In Figure 1, we illustrate the construction of one tree using our data set of LSOAs. In this example, only two variables are considered for potentially splitting nodes: old-age income deprivation, $x_1$ and employment deprivation, $x_2$ . In total, $s=5$ splits have been performed leaving us with $s+1 = 6$ nodes, and our estimator for f is given by

(4.8) \begin{equation} \hat{f}^{(b)}_5(x) = \left\{ \begin{array}{lcl}0.7117 & \mbox{ for } & x \in L^{b}_{5,1} =\{x\,{:}\, x_1 < -0.418\} \\ 0.9830 & \mbox{ for } & x \in L^{b}_{5,2} =\{x\,{:}\, -0.418 \leq x_1 < 0.351\} \\ 1.2070 & \mbox{ for } & x \in L^{b}_{5,3} =\{x\,{:}\, 0.351 \leq x_1 < 1.06 \mbox{ and } x_2 < 0.701\} \\ 1.4470 & \mbox{ for } & x \in L^{b}_{5,4} =\{x\,{:}\, 0.351 \leq x_1 < 1.06 \mbox{ and } 0.701 \leq x_2\} \\ 1.5660 & \mbox{ for } & x \in L^{b}_{5,5} =\{x\,{:}\, 1.06 \leq x_1 \mbox{ and } x_2 < 1.441 \} \\ 1.8750 & \mbox{ for } & x \in L^{b}_{5,6} =\{x\,{:}\, 1.06 \leq x_1 \mbox{ and } 1.441 \leq x_2 \}\end{array}\right.\end{equation}

Figure 1. The values of the piecewise constant regression tree $\hat{f}^{(b)}_5(x)$ in (4.8) after five splits. Blue solid lines show the boundaries of the six nodes. Red numbers are the estimated relative risk for all LSOAs in each of the those nodes. Each of the gray dots represents the observed values of old-age income deprivation and employment deprivation for a single LSOA in the training set for this example.

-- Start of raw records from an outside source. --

PR #11831, opened 2021-03-01
MGTwoLevelTransfer::restrict_and_add(): remove erroneous if-statement

peterrum:
FYI @nfehn


kronbichler (approved):
Looks good to me. This seems to have been a pretty serious bug with non-robust behavior also for moderate numbers of MPI ranks, so it is good to have it fixed.

masterleinad (approved):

In Figure 2, we show the order of the performed splits: the first three splits are all based on $x_1$ (old-age income deprivation). Only after three splits using $x_1$ , two of the obtained nodes are split using $x_2$ (employment deprivation). This clearly shows, that for this example $x_1$ has a higher explanatory power than $x_2$ since splitting the early nodes in our tree according to the old-age income deprivation score reduces the residual sum of squares $\mbox{RSS}$ more than early splits with respect to employment deprivation would achieve.

Figure 2. A graphical representation of our example regression tree $\hat{f}^{(b)}_5(x)$ in (4.8), and the residual sum of squares, $\mbox{RSS}_s^b$ (4.6) as a function of the number of splits s for this tree.

To illustrate this specific example further, we also report the residual sum of squares, $\mbox{RSS}_s^b$ , in Figure 2. As expected, we find that the early splits result in the greatest reduction of $\mbox{RSS}_s^b$ .

4.3. Many trees form a RF

Having seen how an individual regression tree is fitted to observations in a set $\mathcal{S}^b$ , we now turn to describing how we choose the sets $\mathcal{S}^b$ and how we combine many trees to obtain our final estimator ${\hat{f}^{\text{RF}}}$ for the regression function f in (3.1).

For each tree $b \in \{1, \ldots, B\}$ , the set $\mathcal{S}^b$ is obtained by (see, for example, James et al., Reference James, Witten, Hastie and Tibshirani2013)

  1. 1. sampling randomly with replacement from the training data set $\mathcal{S}^{\text{train}}$ to obtain a sample of the same size as $\mathcal{S}^{\text{train}}$ , and then

  2. 2. removing all duplicates from that sample.Footnote 2

Repeating this procedure B times, we obtain B subsets $\mathcal{S}^b \subseteq \mathcal{S}^{\text{train}} $ of the training data set.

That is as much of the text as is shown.